* [What is expected] Search the material for the word "true" and copy every line in which it occurs.

* [Material for the task]
- - -

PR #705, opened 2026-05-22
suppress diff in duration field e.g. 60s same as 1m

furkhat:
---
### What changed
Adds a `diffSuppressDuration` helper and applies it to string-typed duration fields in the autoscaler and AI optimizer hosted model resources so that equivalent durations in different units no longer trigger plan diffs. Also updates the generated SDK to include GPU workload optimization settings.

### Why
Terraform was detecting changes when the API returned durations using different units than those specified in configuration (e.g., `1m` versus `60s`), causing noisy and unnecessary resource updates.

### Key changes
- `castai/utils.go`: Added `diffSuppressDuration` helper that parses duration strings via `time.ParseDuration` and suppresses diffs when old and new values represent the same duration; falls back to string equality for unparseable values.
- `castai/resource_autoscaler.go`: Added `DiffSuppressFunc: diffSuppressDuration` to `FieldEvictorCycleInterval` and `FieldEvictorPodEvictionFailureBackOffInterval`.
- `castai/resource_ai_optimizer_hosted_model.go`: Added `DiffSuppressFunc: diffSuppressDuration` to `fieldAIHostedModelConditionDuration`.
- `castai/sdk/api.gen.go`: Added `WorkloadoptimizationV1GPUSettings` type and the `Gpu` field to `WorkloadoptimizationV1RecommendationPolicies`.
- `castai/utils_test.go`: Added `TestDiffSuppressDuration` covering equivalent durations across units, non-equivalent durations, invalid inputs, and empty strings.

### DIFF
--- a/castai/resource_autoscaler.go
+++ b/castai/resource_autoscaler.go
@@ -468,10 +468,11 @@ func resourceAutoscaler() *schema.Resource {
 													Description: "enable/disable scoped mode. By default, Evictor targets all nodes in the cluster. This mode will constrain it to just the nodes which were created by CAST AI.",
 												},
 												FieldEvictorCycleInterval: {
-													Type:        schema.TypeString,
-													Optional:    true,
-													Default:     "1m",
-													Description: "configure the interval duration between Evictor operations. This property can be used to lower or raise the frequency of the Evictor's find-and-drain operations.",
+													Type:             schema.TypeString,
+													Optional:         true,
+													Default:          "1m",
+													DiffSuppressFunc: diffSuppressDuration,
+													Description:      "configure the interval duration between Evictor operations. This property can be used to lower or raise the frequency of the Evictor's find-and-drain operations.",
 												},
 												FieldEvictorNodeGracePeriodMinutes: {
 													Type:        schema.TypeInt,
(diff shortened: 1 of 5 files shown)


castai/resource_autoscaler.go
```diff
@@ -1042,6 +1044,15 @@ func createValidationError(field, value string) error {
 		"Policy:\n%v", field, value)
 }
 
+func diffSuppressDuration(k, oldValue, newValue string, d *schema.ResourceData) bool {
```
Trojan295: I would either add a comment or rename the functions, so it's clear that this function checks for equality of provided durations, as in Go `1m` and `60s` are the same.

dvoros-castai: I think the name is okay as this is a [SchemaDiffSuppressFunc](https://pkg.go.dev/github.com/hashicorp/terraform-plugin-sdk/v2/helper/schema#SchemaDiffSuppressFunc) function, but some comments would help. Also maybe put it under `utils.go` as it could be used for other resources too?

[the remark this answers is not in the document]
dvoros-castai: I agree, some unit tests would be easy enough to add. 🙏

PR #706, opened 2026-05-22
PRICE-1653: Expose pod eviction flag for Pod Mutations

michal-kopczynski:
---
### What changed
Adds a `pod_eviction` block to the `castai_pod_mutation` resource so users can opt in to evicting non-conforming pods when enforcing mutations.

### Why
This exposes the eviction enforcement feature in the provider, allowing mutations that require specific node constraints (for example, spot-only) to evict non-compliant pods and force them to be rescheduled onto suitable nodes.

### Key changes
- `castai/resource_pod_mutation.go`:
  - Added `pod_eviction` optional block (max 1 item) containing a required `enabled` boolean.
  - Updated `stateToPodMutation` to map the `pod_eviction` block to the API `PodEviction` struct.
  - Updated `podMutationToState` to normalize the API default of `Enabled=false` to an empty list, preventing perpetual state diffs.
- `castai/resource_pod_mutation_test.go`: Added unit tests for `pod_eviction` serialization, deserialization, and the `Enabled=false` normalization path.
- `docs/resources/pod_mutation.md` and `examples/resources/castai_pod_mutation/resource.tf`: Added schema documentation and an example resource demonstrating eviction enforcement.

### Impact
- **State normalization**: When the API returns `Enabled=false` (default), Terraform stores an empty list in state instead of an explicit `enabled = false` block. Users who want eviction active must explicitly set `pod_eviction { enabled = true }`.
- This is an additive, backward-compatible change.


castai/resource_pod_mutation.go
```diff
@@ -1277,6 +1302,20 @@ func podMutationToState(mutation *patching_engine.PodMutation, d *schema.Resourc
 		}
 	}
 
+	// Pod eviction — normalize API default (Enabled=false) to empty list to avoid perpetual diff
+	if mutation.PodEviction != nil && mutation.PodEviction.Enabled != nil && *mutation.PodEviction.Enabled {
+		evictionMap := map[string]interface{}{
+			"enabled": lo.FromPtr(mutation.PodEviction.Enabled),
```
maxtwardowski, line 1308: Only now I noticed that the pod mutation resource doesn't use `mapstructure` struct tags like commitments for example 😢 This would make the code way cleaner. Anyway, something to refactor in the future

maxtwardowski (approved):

- - -

* [Output of the task]
-													Optional:    true,
+													Optional:         true,
- **State normalization**: When the API returns `Enabled=false` (default), Terraform stores an empty list in state instead of an explicit `enabled = false` block. Users who want eviction active must explicitly set `pod_eviction { enabled = true }`.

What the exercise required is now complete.